Uitspraak
1.Procesverloop in cassatie
2.Beoordeling van de cassatiemiddelen
3.Beslissing
31 maart 2020.
Hoge Raad
In deze zaak heeft de Hoge Raad op 31 maart 2020 uitspraak gedaan in een cassatieprocedure tegen een arrest van het gerechtshof Amsterdam van 14 december 2018. De verdachte, geboren in 1982, was betrokken bij een ernstige strafzaak waarin hij werd beschuldigd van medeplegen van poging tot moord, het voorhanden hebben van wapens en munitie, opzetheling van een bromfietskentekenplaat en witwassen.
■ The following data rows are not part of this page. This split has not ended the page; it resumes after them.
PR #1760, opened 2024-07-25
Build with numpy 2.0

oleksandr-pavlyk:
Build conda packages with NumPy 2.0 in the build environment. The `meta.yaml` file for `dpctl` was changed to not use `pin_compatible('numpy', min='x.x', max='x')` per migration guidelines from conda-forge.

Testing should still pick NumPy 1.26.4 from Intel channel.

### DIFF
--- a/.github/workflows/conda-package.yml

De feiten vonden plaats in een woonwijk in Diemen, waar de verdachte samen met anderen op klaarlichte dag met aanvalsgeweren 34 kogels op een slachtoffer afvuurde. De Hoge Raad heeft de cassatiemiddelen van de verdachte beoordeeld, waarbij onder andere de afwijzing van het verzoek tot het horen van getuigen en de vraag of bepaalde bestanddelen van de delictsomschrijving bewezen moesten worden aan de orde kwamen. De advocaat-generaal D.J.C. Aben had geconcludeerd tot verwerping van het beroep. De Hoge Raad oordeelde dat de klachten over de uitspraak van het hof niet konden leiden tot vernietiging van die uitspraak en dat het niet nodig was om te motiveren waarom dit oordeel was gegeven. Uiteindelijk verwerpt de Hoge Raad het beroep van de verdachte, waarmee de eerdere uitspraak van het gerechtshof in stand blijft.